TERRA DE NINGUÉM - CRÍTICA
Drama na guerra da Bósnia traz curioso senso de humor
CHRISTIAN PETERMANN
crítico do Guia da Folha
Um filão cinematográfico foi criado com a intensa reformulação geográfica verificada no globo desde o final dos anos 80: o dos dramas (muitas vezes neo-realistas) de países renascidos das cinzas, por antes terem integrado a ex-União Soviética ou por estarem engatinhando na Sétima Arte na tentativa de mostrar ao mundo facetas não exibidas em telejornais.

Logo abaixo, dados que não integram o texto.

PR #2953, opened 2021-01-29
feat(show): exposes online exclusive flag

dzucconi:
#trivial


src/schema/v2/show.ts
```diff
@@ -392,6 +392,13 @@ export const ShowType = new GraphQLObjectType<any, ResolverContext>({
         type: GraphQLBoolean,
         resolve: ({ fair }) => isExisty(fair),
       },
+      isOnlineExclusive: {
+        description: "Does the show exist soley online",
+        type: new GraphQLNonNull(GraphQLBoolean),
```
dzucconi, line 397: At some point I need to convert *all* booleans to non-nullability

PR #434, opened 2016-04-13
Replace single-quote to back-tick to include variable 'size' in error message.

fluxxu:


harshavardhana:
What is this fix for?

fluxxu:
Commit message updated.
There is a variable in single quoted string 
```
return cb(new errors.IncorrectSizeError('size of the input stream is not equal to the expected size(${size})'))
```

Thanks.

PR #446, opened 2016-05-25
listbuckets doc

krishnasrinivas:


harshavardhana:
Looks like a previous commit is here..

PR #451, opened 2016-06-02
presignedpostpolicy: set default expiration time of 7 days.

krishnasrinivas:


src/main/minio.js
```diff
@@ -1287,6 +1287,14 @@ export default class Client {
       var date = Moment.utc()
       var dateStr = date.format('YYYYMMDDTHHmmss') + 'Z'
 
+      if (!postPolicy.policy.expiration) {
+        // 'expiration' is mandatory field for S3.
+        // Set default expiration date of 7 days.
+        var expires = new Date
```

São expoentes deste grupo filmes como o macedônio "Antes da Chuva", de Milko Manchevski, e o afegão "Osama", de Siddiq Barmak, assim como este bósnio-esloveno "Terra de Ninguém", escrito e dirigido pelo estreante Danis Tanovic, que também assina e produz a boa trilha sonora.
O sangrento conflito entre bósnios e sérvios é sintetizado de forma quase teatral neste drama salpicado por curioso senso de humor: tendo como cenário quase único uma trincheira no limite entre os territórios inimigos, um bósnio e um sérvio vêem-se forçados à convivência conflituosa, com intercalados focos de poder; a eles se junta um outro bósnio, imobilizado ao se posicionar sobre uma mina.
Neste circo de absurdos, Tanovic ainda introduz a Europa "civilizada", representada, entre outros, pela repórter da TV inglesa Jane Livingstone (a saudosa Katrin Cartlidge) e pelo sargento francês Marchand (Georges Siatidis).
Os oponentes se espezinham em tempo integral, o que rende pequenas pérolas de diálogo. Tanovic é um ótimo observador do ser humano e denota sua crítica em relação a ele através da acidez do texto. Seu roteiro, não à toa, foi premiado em Cannes e pelo European Film Award. "Terra de Ninguém", aliás, por sua importância histórica e sua bem-sucedida concepção artística, foi um dos filmes mais premiados de 2001, em inúmeros festivais e com troféus como o Oscar, o Globo de Ouro e o César, além do prêmio de público na Mostra BR de Cinema.
É o reconhecimento, em todas as frentes, de um dos mais relevantes manifestos geopolíticos que o cinema gerou nos últimos anos.